Despite escalating sales numbers, it is reported that several employers at Amazon received emails as part of the latest cuts, informing them that their roles had been terminated and their computers would be deactivated. Amazon said that a number of groups in AWS have been part of the layoffs, including several ‘specialists’ who sell existing services and produce new product ideas.

The workforce trimming continues a recent trend by Amazon, affecting those working in its books, devices, services, and the Wondery podcast. The company laid off 18,000 employees in 2022 and 2023, a move reportedly tied to its purchase of Wondery in 2020 for a reported $300 million.

In early June this year, Amazon released a statement regarding layoffs in its books division, saying, “as part of our ongoing work to make our teams and programs operate more efficiently, and to better align with our business roadmap, we’ve made the difficult decision to eliminate a small number of roles in the Books organization.”

Whether those job cuts are directly related to AI implementation is not confirmed, but CEO Andy Jassy’s remarks in June 2025 about the latest cuts leave little room for doubt. Jassy confirmed Amazon’s plans to cut corporate jobs in favour of AI, saying, “In virtually every corner of the company, we’re using generative AI to make customers’ lives better and easier… As we roll out more generative AI and agents, it should change the way our work is done. We will need fewer people doing some of the jobs that are being done today, and more people doing other types of jobs.”

Jassy could have been speaking for many large technology companies when he said, “It’s hard to know exactly where this nets out [sic] over time, but in the next few years, we expect that this will reduce our total corporate workforce as we get efficiency gains from using AI extensively in the company.”

Amazon is not the only firm downsizing its workforce, with Microsoft, Meta, and CrowdStrike also announcing layoffs this year. Microsoft announced recently that it will be laying off almost 4% of its workforce in a bid to “rein in costs amid hefty investments in artificial intelligence infrastructure.” That will affect approximately 6,000 employees, particularly those in sales.

The soaring costs of building its AI infrastructure has seen Microsoft’s cloud margins shrink compared to 2024, hence the reduction of “organisational layers with fewer managers.”

Microsoft’s gaming division has also been impacted by the layoffs, with 10% of its staff reportedly cut.

At Meta, 5% of its workforce comprising of the company’s “lowest performers” are to go. CEO Mark Zuckerberg has warned employees more job cuts are likely as the year progresses, and a Meta spokesperson has said cuts will “raise the bar” for performance management.

CrowdStrike’s announcement of its plans to lay off around 500 employees means 5% of its total workforce will be looking for other work. Like Amazon, Microsoft, and Meta, the cuts are part of cost-cutting strategies set against confident financial predictions for profit, with a projected FY2026 revenue between $4.74 billion and $4.81 billion. Cybersecurity is not being spared from workforce losses as businesses in the tech sector strive to balance their revenue ambitions with efficient, cost-effective operations that are cheaper to run.
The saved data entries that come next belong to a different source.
PR #8920, opened 2016-09-20
Cleanup of DefaultNearCache classes

Donnerbart:
* Removed `DefaultNearCache::init()`, which just prevented clean `final` fields and was not needed for the EE extension, since we already initialize new fields in the overloaded EE constructors, so we don't have to duplicate this in `init()`
* Small cleanup of `DefaultNearCache$ExpirationTask` creation
* Moved superfluous constructor of `NearCacheContext`, which was just used in EE (and did nothing but set a parameter to `null`)

Requires an EE change.

### DIFF
--- a/hazelcast/src/main/java/com/hazelcast/cache/impl/nearcache/impl/DefaultNearCache.java
+++ b/hazelcast/src/main/java/com/hazelcast/cache/impl/nearcache/impl/DefaultNearCache.java
@@ -39,58 +39,26 @@ public class DefaultNearCache<K, V> implements NearCache<K, V> {
     protected final NearCacheConfig nearCacheConfig;
     protected final NearCacheContext nearCacheContext;
     protected final SerializationService serializationService;
-    protected NearCacheRecordStore<K, V> nearCacheRecordStore;
-    protected ScheduledFuture expirationTaskFuture;
+    protected final NearCacheRecordStore<K, V> nearCacheRecordStore;
+    protected final ScheduledFuture expirationTaskFuture;
 
-    public DefaultNearCache(String name, NearCacheConfig nearCacheConfig,
-                            NearCacheContext nearCacheContext) {
+    public DefaultNearCache(String name, NearCacheConfig nearCacheConfig, NearCacheContext nearCacheContext) {
         this.name = name;
         this.nearCacheConfig = nearCacheConfig;
         this.nearCacheContext = nearCacheContext;
         this.serializationService = nearCacheContext.getSerializationService();
         this.nearCacheRecordStore = createNearCacheRecordStore(nearCacheConfig, nearCacheContext);
-        init();
+        this.expirationTaskFuture = createAndScheduleExpirationTask();
     }
 
-    public DefaultNearCache(String name, NearCacheConfig nearCacheConfig,
-                            NearCacheContext nearCacheContext,
+    public DefaultNearCache(String name, NearCacheConfig nearCacheConfig, NearCacheContext nearCacheContext,
                             NearCacheRecordStore<K, V> nearCacheRecordStore) {
         this.name = name;
         this.nearCacheConfig = nearCacheConfig;
         this.nearCacheContext = nearCacheContext;
         this.serializationService = nearCacheContext.getSerializationService();
         this.nearCacheRecordStore = nearCacheRecordStore;
-        init();
-    }
-
-    protected void init() {
-        startExpirationTask();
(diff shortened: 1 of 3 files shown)


hazelcast/src/main/java/com/hazelcast/cache/impl/nearcache/impl/DefaultNearCache.java
```diff
@@ -39,58 +39,26 @@
...
     protected final NearCacheContext nearCacheContext;
     protected final SerializationService serializationService;
-    protected NearCacheRecordStore<K, V> nearCacheRecordStore;
-    protected ScheduledFuture expirationTaskFuture;
+    protected final NearCacheRecordStore<K, V> nearCacheRecordStore;
+    protected final ScheduledFuture expirationTaskFuture;
 
-    public DefaultNearCache(String name, NearCacheConfig nearCacheConfig,
-                            NearCacheContext nearCacheContext) {
+    public DefaultNearCache(String name, NearCacheConfig nearCacheConfig, NearCacheContext nearCacheContext) {
```
pveentjer: Can't you route all constructor traffic through a single master constructor?

hazelcast/src/main/java/com/hazelcast/cache/impl/nearcache/impl/DefaultNearCache.java
```diff
@@ -109,6 +77,14 @@ protected ScheduledFuture scheduleExpirationTask(NearCacheExecutor nearCacheExec
         }
     }
 
+    private ScheduledFuture createExpirationTask() {
```
pveentjer: I would call this 'initExpirationTask' since it does more than just creating; it also takes care of scheduling it on an executor. But... not that important.

hazelcast/src/main/java/com/hazelcast/cache/impl/nearcache/impl/DefaultNearCache.java
```diff
@@ -175,9 +151,9 @@ public int size() {
         return nearCacheRecordStore.size();
     }
 
-    protected class ExpirationTask implements Runnable {
+    private class ExpirationTask implements Runnable {
 
-        protected AtomicBoolean expirationInProgress = new AtomicBoolean(false);
+        private AtomicBoolean expirationInProgress = new AtomicBoolean(false);
```
pveentjer: Can it be made final?

pveentjer:
Minor comments. Nothing preventing from merging. :+1:

hazelcast/src/main/java/com/hazelcast/cache/impl/nearcache/impl/DefaultNearCache.java
Donnerbart: If I try to replace the first constructor with `this(name, nearCacheConfig, nearCacheContext, nearCacheContext.getSerializationService(), createNearCacheRecordStore(nearCacheConfig, nearCacheContext), createExpirationTask());` I get the compile error `cannot reference this before supertype constructor has been called`, so I don't know how to achieve this.

Beside the size of the methods which don't make them good candidates for inlineing, we need to override them in EE. So maybe we could go with `newInstance` methods to achieve this, but I don't know if this is a better approach than having two small constructors.

hazelcast/src/main/java/com/hazelcast/cache/impl/nearcache/impl/DefaultNearCache.java
Donnerbart: Done

hazelcast/src/main/java/com/hazelcast/cache/impl/nearcache/impl/DefaultNearCache.java
Donnerbart: I renamed it to `createAndScheduleExpirationTask`, so it matches the `create...` schema of the other methods.

pveentjer: :+1:

hazelcast/src/main/java/com/hazelcast/cache/impl/nearcache/impl/DefaultNearCache.java
pveentjer: Ok. No problem. Sometimes there is no way out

Historic, widespread workforce cuts have often been performance-related in more than name, but 2025’s trend of tech layoffs paints a different picture, one that is driven by AI automation, restructuring, and shifts towards smaller teams whose work is supplemented by AI. Few industries are escaping the impact of AI as it reshapes roles and tears through traditional operations.

Long term job stability in tech companies may soon become merely something future generations hear about as part of industry myth. A World Economic Forum paper reveals 41% of global companies are expecting to reduce their workforce by 2030 because of AI. Halfway to the end of the decade, and many traditional tech and cloud roles are under pressure, and evidence suggests even mid-career professionals working in adaptable roles are at higher risk of job losses. AI is on the way to dominate the cloud job market at levels previous generations of technology never achieved.

(Image source: “Dark Skies” by CaptPiper is licensed under CC BY-NC 2.0.)